When I google ‘AI generated articles’ to research for this week’s column, what the internet primarily feeds me is not a series of articles discussing the potential use of AI in this field, but a plethora of software designed to help me create one. Technologies like Grammarly are even slyly offering their services at making this AI undetectable, with a ‘Humanizer’ designed to cover up the generated text and make it sound more believable with the help of yes, you guessed it, even more AI. This is only the first step in showing how readily available and exploitable AI technology is, with nothing stopping us from using it to crank out an article with speed and ease.
We might think there are a few telltale signs for AI generated text, from funky syntax to vague phrasing, but as these softwares are getting more and more intelligent and trained by humans, sources suggest detection software built into browsers is becoming powerless to AI’s disingenuous threat. For more conversational and opinion pieces (like this one!) it may be easier to identify the human voice behind the text, but for short-form informational posts, their concise, educational style and hot-off-the-press content leaves readers believing the articles before they’ve even read them yet. The relevance of the information and our predisposition to often take images and publicised text as empirical fact combines to convince readers of the AI’s salience. Perhaps we need to be a little more cynical…
In August 2024, Newscatcher stated that ‘60,000 AI-generated news articles are published every day’, or almost 7% of the sampled data over a month. This number can only have grown as AI becomes more advanced and more available. However the site also delivers the somewhat hopeful information that ‘readers were 3.6x more likely on average to visit human articles than those that were AI generated’ which suggests we can still somewhat identify text produced from a human. What’s more, it seems that we prefer it. This illuminates an interesting margin in the media and news industry where entertainment and information intersect: we must still find value not just in knowing things, but in hearing them from an embodied point of view.
Surely it would be easier and more efficient to have AI scan the internet and synthesise the most relevant/up-to-date information, delivering a purely informational synthesis rather than a nuanced take?

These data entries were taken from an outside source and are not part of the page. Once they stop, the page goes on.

PR #9313, opened 2022-09-15
fix(php-agent):Update PHP compatibility specs

mfulb:
This PR contains changes to the compatibility specification page for the PHP agent requested by the PM.

These changes can go live when they have been approved, there is no need to sit on them.

Thanks!


homelessbirds (approved):

homelessbirds:
Thank you for this! Looks good.

PR #9340, opened 2022-09-16
Naming and wording fixes

keegoid-nr:
- set name to synthetics job manager
- remove use of "customer"
- fix spacing


akristen (approved):
Good catches @keegoid-nr !

PR #9354, opened 2022-09-19
Add support for JVMs page and metric/span toggle.

rhetoric101:
We have expanded the scope of the metric/span toggle so it now includes the JVMs page. This is for NR-43760 outside of the sprint process.


akristen (approved):
Looks good! My only recommendation would be to add a screenshot of some sort, if it's relevant. But if it doesn't add anything meaningful, then this is fine as is. :)

PR #9362, opened 2022-09-20
fix 8.0.0 changelog link on Ruby agent update page

fallwith:
Fix the v8.0.0 changelog link (by adding a leading slash to convert the relative link into an absolute one) on the Ruby agent update instructions page.


x8a (approved):
Thanks!

PR #9371, opened 2022-09-20
fix: wrap math in code

bradleycamacho:
Wraps equations in code


rhetoric101 (approved):
@bradleycamacho thanks for handling these math examples!

PR #9427, opened 2022-09-22
Update docs to reflect Python Agent's deprecation of Python 3.6

lrafeei:
Update New Relic docs to reflect Python Agent's deprecation of Python 3.6.

There are documents in various languages that I was not able to modify to reflect this (since I do not speak the languages), but the ones in English or with links to pages I was able to update.


zuluecho9:
@lrafeei thank you. we actually don't have to touch the other-language docs, as those are automatically updated. just for future reference.

zuluecho9 (approved):

PR #9438, opened 2022-09-22
Update scripted browser example to use async/await

keegoid-nr:
- Take advantage of features of our new runtime on Chrome 100+


x8a (approved):
Thanks a lot for the update!

PR #9728, opened 2022-10-11
Updates to Java branching doc (NR-56333)

paperclypse:
Making some tweaks and improvements.

### DIFF
--- a/src/install/java/license.mdx
+++ b/src/install/java/license.mdx
@@ -1,0 +1,10 @@
+---
+componentType: default
+headingText: Get your license key
+---
+
+In order to finish installing the APM agent, you need a valid New Relic license key.
+
+Go to the [API keys page](https://one.newrelic.com/api-keys) in the UI and click **Create a key**, and then create an ingest-license key type. Alternately, if you have an existing license key, click **...**, then click **Copy key ID**.
+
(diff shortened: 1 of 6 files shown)


src/install/java/license.mdx
```diff
@@ -0,0 +1,10 @@
+---
```
bradleycamacho, line 1: I'm not opposed either way, but why not follow the normal pattern of linking out to the license key doc here?

bradleycamacho (approved):
approved except one small comment

src/install/java/license.mdx
paperclypse: Good question! The main reason is that I think our license key doc sort of muddies the waters a bit. And also I'd rather someone just went and did the thing than read a doc about it. But if you think it's worth linking to, I'm happy to.

austin-schaefer: Generally links into the UI are a good conversion spot, so I think I'd prefer a direct link over a link to the (somewhat complicated) license key doc

LizBaker:
re-trigger gatsby

src/install/java/license.mdx
paperclypse: I've come up with a both/and solution here. We can always remove the link to the license key doc later if we want to.

PR #9733, opened 2022-10-12
Remove instructions to use NerdGraph to delete Browser applications

philweber:
`entityDelete` cannot delete entities of type BROWSER-APPLICATION: https://docs.newrelic.com/docs/apis/nerdgraph/examples/nerdgraph-entities-api-tutorial/#delete-entities


akristen (approved):
Thanks for the update!

PR #9742, opened 2022-10-12
fix: remove unnecessary hashes from redirect paths

roadlittledawn:
## Description

Removes hashes from redirect url paths because they're unnecessary. And could cause weird build issues (at least it did in netlify)


clarkmcadoo (approved):

akristen (approved):
Thanks for this!

PR #9776, opened 2022-10-13
docs: put code in backticks

brnhensley:
`tls.SLAB_BUFFER_SIZE` appears to be pretty old and no longer a thing. there is no mention of it in that link, and googling the phrase only brings up very old docs (Node 0.x) as well as this page on docs.NR and a 2014 stack overflow. I couldn't figure out what the updated version might be though.


zuluecho9:
thanks @brnhensley

zuluecho9 (approved):

PR #9785, opened 2022-10-13
Note semantic conventions, tweak page descriptions

rkbodenner:
Improved descriptions of what you can do with each UI page.

Included an overall statement on how we use semantic conventions to power the UIs, so users can understand why data might not be showing up as expected.


rhetoric101 (dismissed):
@rkbodenner these descriptions are a nice improvement! Thanks for adding them!

rhetoric101 (approved):
@rkbodenner good to have these better descriptions since this page gets some traffic!

PR #9786, opened 2022-10-13
Metrics/spans, semantic conventions, server/client distinction

rkbodenner:
The choice of presenting the 'server' role for a service (vs. 'client', etc.) is not always clear, so calling that out here with references to the OTel data model.

Adding a note on metrics along with a known limitation.


rhetoric101 (approved):
@rkbodenner thanks for adding this material!

PR #9790, opened 2022-10-13
Refer to global search, reorder "find your entity" parts

rkbodenner:
- Moved the sections on finding your entity next to each other and made one a sub-section of the other
- Added a tip callout for global search, with specific advice for OTel services
- Cleaned up language about the overall page being about both finding entities and filtering data
- Consistent formatting for numbered lists
- Fixed name of External services


rhetoric101 (approved):
@rkbodenner thanks for adding these details!!

PR #9797, opened 2022-10-14
chore: Fixed CoE left navigation, updated images with latest

khickey-newrelic:
Hey, docs hero - this is just an image update (to match what we're presenting a Futurestack) as well as a small capitalization correction.


akristen (approved):
These are nice images! Thanks for the update. :)

PR #9804, opened 2022-10-14
Add new queues to SyntheticsPrivateLocationStatus

keegoid-nr:
This allows one to see if monitors on a particular runtime are contributing to queue growth. This can happen if:

- Monitors are set to the new runtimes (Chrome 100+, Node 16+) without having a [Synthetics Job Manager](https://docs.newrelic.com/docs/synthetics/synthetic-monitoring/private-locations/install-job-manager/) to process those jobs for a private location.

Skip the flowery language and potential for individual bias and produce a bullet-pointed, easily digestible, and most importantly OBJECTIVE take. After all, there’s no ulterior motive behind a machine, right? Well, the problems arise when you factor in 1) the fact that AI can still be biased, depending on who has programmed/trained it, as well as the sources it is gleaning information from in the first place, and 2) AI’s sneaky tendency to extrapolate; resulting in some pretty hairy mistruths that teeter riskily on the edge of fake news.

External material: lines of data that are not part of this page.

PR #9860, opened 2022-10-18
Add CircleCI integration

planteater:
1. Reorganized and renamed the “How to use CodeStream” section, as the current paradigm didn’t work anymore. Originally the titles were oriented around walking the user through a workflow, but as we add more features into CS that model is breaking down.
2. Added new CI/CD article to that section.
3. Added expander for Blame Hovers to the UI Overview article. Also, added CI/CD in bullet list in Sidebar section.


src/nav/codestream.yml
```diff
@@ -47,7 +47,7 @@ pages:
         path: /docs/codestream/troubleshooting/git-issues
       - title: GitHub organizations
         path: /docs/codestream/troubleshooting/github-org-repos
-      - title: GitLab Self-Managed version
+      - title: GitLab self-managed version
```
planteater, line 50: @zuluecho9 - "GitLab Self-Managed" is a product name and needs to be capitalized.

zuluecho9: i saw it lower case here and elsewhere: https://docs.gitlab.com/ee/subscriptions/self_managed/. are you seeing it capitalized elsewhere? @planteater

planteater: Looks like GL is inconsistent in their display, although that feels like a recent thing. I think we should stick with upper either way though, as we use that all throughout the product. And it's simply clearer that it's a product name.

zuluecho9: ok

zuluecho9 (approved):

zuluecho9:
sorry @planteater restarting the build, think it timed out. hopefully will go out in morning.

planteater:
@zuluecho9 - Seems like things are still stuck here?

planteater:
There some urgency in having this live tomorrow if at all possible. Thanks!

zuluecho9:
sorry @planteater, thought I merged that. merging now

PR #9864, opened 2022-10-18
NEWRELIC-4620 - Nodejs Agent: correct version for DT enabled by default

jmartin4563:
There was some confusion these docs caused with a customer, in [7.2.0](https://docs.newrelic.com/docs/release-notes/agent-release-notes/nodejs-release-notes/node-agent-7-2-0/) we updated the default config that customers can copy as an example to have DT enabled, but DT was not always enabled by default until [8.3.0](https://docs.newrelic.com/docs/release-notes/agent-release-notes/nodejs-release-notes/node-agent-8-3-0/)

This PR uses the correct version number for DT enabled by default.

Closes [NEWRELIC-4620](https://issues.newrelic.com/browse/NEWRELIC-4620)


zuluecho9:
thank you @jmartin4563

PR #9870, opened 2022-10-18
chore(the site): added /all-capabilities to the end of the one.nr.com…

akristen:
Updating the URL across the whole docs site! I checked the first ~100ish or so.


austin-schaefer (approved):
Spot-checked several dozen without finding any issues.

PR #10059, opened 2022-10-27
Update java requirements

planteater:
Update requirements to reflect that CLM is now on by default in Java agent 7.11.0 and higher.


akristen (approved):
Thanks for keeping the docs up to date!

PR #10075, opened 2022-10-27
Fix/#10051 kafka otel example

### LINKED ISSUE #10051: Issue: Collector for Confluent Cloud & Kafka monitoring

The problem:
* The documentation mentions both a Confluent Cloud API keys and a Confluent Resource API keys, but it is unclear where to use either in the config file because they are the same name in the example text. Namely `CONFLUENT_API_ID` and `CONFLUENT_API_SECRET`.
* The example `config.yaml` file does _not_ use the same names, but instead prefixes names with `INSERT_`.
* The example `config.yaml` has a config key at `receivers.kafkametrics.brokers`, but shows a single blank list entry. It is not clear if this list should be left blank or if actual Kafka broker endpoints should be entered.

Solution:
* Give the Confluent Cloud API key/secret and Confluent resource API key/secret different names.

An article from Global Witness gives us a real-life example of the dangers of fake news when applied, for example, to the U.S election: ‘the phrase "AI-generated" increasingly sows confusion and distrust in our democratic discourse’. From audio deepfakes to AI generated images, it is clearly not just in the headlines that we need to be discerning. People are beginning to question the value of perceived truth of what they perceive on the internet, which when taken too far could have even more implications itself. Of course, some would argue that while we may use AI to generate articles, we still need humans to check, edit and peer review them in a similar model that goes on elsewhere. Is AI just a helpful middleman, or a blocker for original thought as we simply fix it and edit it down? You decide.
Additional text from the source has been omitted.